A study found that military service members who reported insomnia symptoms or short sleep durations were less resilient than members who reported healthy sleep hygiene. Several physical and mental variables were evaluated as indices of resilience. These variables were self-rated general health, lost workdays, deployment, completion of service term, and healthcare utilization.
Long sleep duration was less predicative of resilience outcomes.
“We have identified a modifiable predictor of resilience. These metrics are especially important to organizational leaders that are trying to maximize work performance and well-being,” says lead author Amber Seelig, MPH, in a release. “We also showed that poor sleepers are more likely to leave the military early and are less likely to deploy, which is extremely relevant to military leadership.”
The study population consisted of approximately 55,000 participants from the Millennium Cohort Study, which includes men and women from all branches of military service, as well as Reservists and National Guardsmen.

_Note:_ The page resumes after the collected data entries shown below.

PR #2408, opened 2026-06-19
Materialize ancestor information

ctron:
~~**Note:** this PR builds on top of https://github.com/guacsec/trustify/pull/2407, only the last few commits are relevant.~~

It creates a table materializing the ancestor information of the RH model. Thus saving us from re-exploring that over and over again.

This brings down the "pypi request" query from days to ~13 mins:

```
➜  trustify git:(feature/atlas_perf_1_mat) time xh GET localhost:8080/api/v2/analysis/latest/component?q=purl=pkg%3Apypi%2Frequests (oidc token -Hf trusty)
HTTP/1.1 200 OK
Access-Control-Allow-Credentials: true
Access-Control-Expose-Headers: content-type
Content-Encoding: br
Content-Type: application/json
Date: Fri, 19 Jun 2026 06:49:53 GMT
Transfer-Encoding: chunked
Vary: Origin, Access-Control-Request-Method, Access-Control-Request-Headers
Vary: accept-encoding

{
    "items": [],
    "total": 0
}



________________________________________________________
Executed in  747.02 secs      fish           external
   usr time   24.16 millis    0.00 micros   24.16 millis
   sys time   20.16 millis  929.00 micros   19.23 millis

```

However, this is a draft and it may break stuff. So let's be optimistic, but cautious.

## Summary by Sourcery

Materialize SBOM ancestor and describing-CPE relationships to avoid expensive runtime graph walks and improve analysis query performance.

New Features:
- Introduce materialized sbom_describing_cpe and sbom_ancestor tables plus corresponding ORM entities to store SBOM describing CPEs and cross-SBOM ancestor links.
- Populate describing CPEs and ancestor links during SBOM ingestion for CycloneDX and SPDX documents.
- Add a Containerfile and .containerignore for building and packaging the trustd binary into a container image.

Enhancements:
- Refactor SBOM CPE and ancestor resolution to use batched queries and the new materialized tables instead of recursive in-memory graph traversal.
- Optimize product advisory and context CPE queries to read from sbom_describing_cpe, simplifying SQL and reducing join cost.
- Improve logging with truncated iterable formatting and richer instrumentation for graph loading and ranking.
- Add a helper to migrate the database up to a specific migration and extend the trustd db CLI to support targeted migrations.
- Update several dependencies (moka, petgraph, sea-orm, tokio, uuid) and align uuid usage in the storage module.
- Adjust tests and entities to reflect the new ancestor and describing-CPE materialization behavior.

Tests:
[...]

PR #2407, opened 2026-06-19
Improve performance of latest endpoint in large data deployments

ctron:
## Summary by Sourcery

Optimize latest SBOM endpoint and related analysis by batching and caching graph queries, materializing describing CPE mappings, and tightening database indexing and migrations to scale better on large datasets.

New Features:
- Add materialized sbom_describing_cpe entity and population logic to speed up CPE lookups for describing components.
- Introduce configurable published-date cutoff for latest SBOM selection via environment variable.
- Provide CLI support for migrating the database up to a specific migration by name.
- Add container build artifacts (Containerfile and .containerignore) for building and running the trustd service.

Bug Fixes:
- Ensure ancestor walking and external SBOM resolution avoid cycles and handle multiple parents correctly while maintaining ranking semantics.
- Fix advisory sorting in tests by simplifying sort key usage to avoid inconsistent ordering.

Enhancements:
- Refactor latest-graph loading and CPE resolution to use batched queries, iterative DFS with caching, and reduced N+1 database calls.
- Add parallel graph loading with bounded concurrency and improved logging using truncated iter formatting.
- Replace inline describing CPE queries with reads from the new materialized table and adjust advisory product queries accordingly.
- Improve tracing and debug output for latest SBOM selection, cache hit/miss statistics, and ancestor graph traversal.
- Update time handling from chrono to time::OffsetDateTime in ranking logic and tests.

Build:
- Bump moka, petgraph, sea-orm, tokio, and uuid versions to newer releases.
- Add async-compression dependency for common utilities and unify uuid versions across crates.

Deployment:
- Introduce a multi-stage UBI-based container build for the trustd binary.

Documentation:
- Document the new TRUSTIFY_LATEST_SBOM_PUBLISHED_CUTOFF_DAYS environment variable in the env-vars reference.

Tests:
- Extend and adapt analysis, ingestor, and advisory tests to cover new ancestor traversal, CPE materialization, and external SBOM resolution behaviors.

Chores:
- Remove obsolete rust-toolchain and rustfmt configuration files and adjust recursion limits in several crates to accommodate deeper traversals.

PR #2412, opened 2026-06-24
Materialize ancestor information

ctron:
This is a forward-ported version of PR #2407 and #2408 

It creates a table materializing the ancestor information of the RH model. Thus saving us from re-exploring that over and over again.

This brings down the "pypi request" query from days to ~13 mins:

```
➜  trustify git:(feature/atlas_perf_1_mat) time xh GET localhost:8080/api/v2/analysis/latest/component?q=purl=pkg%3Apypi%2Frequests (oidc token -Hf trusty)
HTTP/1.1 200 OK
Access-Control-Allow-Credentials: true
Access-Control-Expose-Headers: content-type
Content-Encoding: br
Content-Type: application/json
Date: Fri, 19 Jun 2026 06:49:53 GMT
Transfer-Encoding: chunked
Vary: Origin, Access-Control-Request-Method, Access-Control-Request-Headers
Vary: accept-encoding

{
    "items": [],
    "total": 0
}



Executed in  747.02 secs      fish           external
   usr time   24.16 millis    0.00 micros   24.16 millis
   sys time   20.16 millis  929.00 micros   19.23 millis

```


rh-jfuller:
so ... running scale tests we encounter the old issue with those license queries eg. I see many of the same following license queries stacking up:

```
WITH "licensing_infos_mappings" AS (SELECT ARRAY_AGG(CAST((ROW("license_id", "name")) AS license_mapping)) AS "license_mapping", "licensing_infos"."sbom_id" FROM "licensing_infos" GROUP BY "licensing_infos"."sbom_id") , "unique_license_sbom" AS (SELECT DISTINCT "license"."text", "sbom_package_license"."sbom_id", "license"."id" AS "license_id" FROM "sbom_package_license" JOIN "license" ON "sbom_package_license"."license_id" = "license"."id") , "expanded" AS (SELECT "unique_license_sbom"."sbom_... |
```

which tie up and rob resources for any other queries being performed -  making the entire set of rest api endpoints slow down.

migration/src/m0002130_sbom_ancestor.rs
```diff
@@ -0,0 +1,124 @@
...
+        manager
+            .get_connection()
+            .execute_unprepared(
+                r#"
+                CREATE INDEX IF NOT EXISTS sbom_node_checksum_value_sbom_id_idx
+                ON sbom_node_checksum (value, sbom_id)
+                "#,
+            )
+            .await
+            .map(|_| ())?;
```
rh-jfuller: we might consider a composite index as well

```
CREATE INDEX sbom_ancestor_sbom_id_ancestor_idx
  ON sbom_ancestor (sbom_id, ancestor_sbom_id);
```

The findings from this study underscore the integral role of sleep as a modifiable predictor of resilience indices in military personnel, a relationship that is likely to generalize broadly to both military and civilian populations and their operating environments.
Study results are published in the May issue of the journal Sleep.
According to the authors, future studies should explore if interventions that improve the sleep of individuals in operational environments will pay long-term dividends in terms of individual well-being, efficient use of military training dollars, and attendant organizational strength and readiness.